Overscroll & Pull to Refresh

in Chrome for Android

jdduke@chromium.org

Overscroll Glow

The overscroll glow effect on Android is triggered, per axis, under the following conditions:

  • The viewport is scrollable (non-zero scroll affordance)
  • The viewport is at an extreme scroll offset (e.g., the origin)
  • The viewport receives a scroll delta input in a non-scrollable direction[1]

Under such conditions, the unused, viewport-targeted scroll delta in the non-scrollable direction will be provided as an impulse to the edge glow effect. Note that content can prevent the overscroll effect from occurring by:

  • Consuming (via preventDefault) the generative touch events with a touch handler (including the synchronous touch events that are generated when a scroll sequence overscrolls, see throttled async touch events)
  • Using a combination of scrollable subdivs and overflow style properties (effectively preventing the viewport from receiving the scroll)[2]

Pull-to-refresh Behavior

Pull-to-refresh in Chrome for Android (shipped in m41) augments the overscroll glow as one of the “default actions” for a touch sequence. The effect’s activation is slightly more restrictive in its initial conditions:

  • The scroll sequence must start when the page has a y-axis scroll offset of 0 (it’s at the top)
  • The initial scroll delta must be upward (user motion downward), in the non-scrollable direction
  • The accumulated overscroll reaches a sufficient minimum threshold, and is beyond this threshold when the touch sequence ends.

Transitioning from scrolling (or flinging) into overscroll continues to yield the overscroll glow, partially mitigating accidental refreshes. The refresh effect and action can be prevented by similar mechanisms noted for the overscroll glow effect, and is be purely cosmetic (not deforming or translating the content in any fashion). GMail’s pull-to-refresh provides a simple, cosmetic visual feedback model.
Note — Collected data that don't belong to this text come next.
PR #148, opened 2020-09-09
Skip dual weight plane searches for luminance-only blocks

solidpixel:
If you are using the luminance CEM, you will never need a second weight plane as you are only storing a single color value in the endpoint. This change early-outs the second weight plane search, giving substantial performance improvements to these block types, with +18% performance for a texture compressed using `-medium` and +30% for a texture compressed using `-thorough`. 

There is no image quality impact for this optimization; the work was completely redundant in this case.


BananaEarwig (approved):
Looks good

Preventing the pull-to-refresh effect

The default action of the pull-to-refresh effect can be effectively prevented by doing any of the following :

  1. Applying “touch-action: none” to touch-targeted elements, where appropriate, disabling default actions (including pull-to-refresh) of the touch sequence.
  2. Applying “overflow-y: hidden” to the body element, using a div for scrollable content if necessary[3].
  3. preventDefault’ing some portion of the touch sequence, including any of the following (in order of most disruptive to least disruptive):
  1. The entire touch stream (not ideal).
  2. All top overscrolling[4] touchmoves.
  3. The first top overscrolling touchmove.
  4. The first top overscrolling touchmove only when 1) the initial touchstart occurred when the page y scroll offset was zero and 2) the touchmove would induce top overscroll.
  1. Disabling the effect locally via chrome://flags (disable-pull-to-refresh-effect).

Note that the pull-to-refresh effect will never activate if any scrolling occurs before the overscrolling motion, e.g., if the user first scrolls down, then back up, or if the page scroll offset is 0 but has a scrolling div that the user scrolls up before overscrolling.

See this simple page for an example of how to suppress the pull-to-refresh effect, including how to suppress pull-to-refresh but preserve the overscroll glow.


[1] Currently, we only detect overscroll for scrolls hitting the compositor thread, crbug.com/420207.

[2] This could be considered a bug, but some web devs use such a path explicitly to prevent the default top controls hiding behavior.

[3] This solution may change at some point in the future, but for the time being it also serves to disable omnibox hiding and some other default behaviors associated with body scrolling.

[4] Overscrolling touchmoves in this sense means touch events where 1) the page y scroll offset is zero, and 2) the touch event’s primary motion direction is downward (i.e., touch event coordinates are *increasing* and the user is logically overscrolling the page top).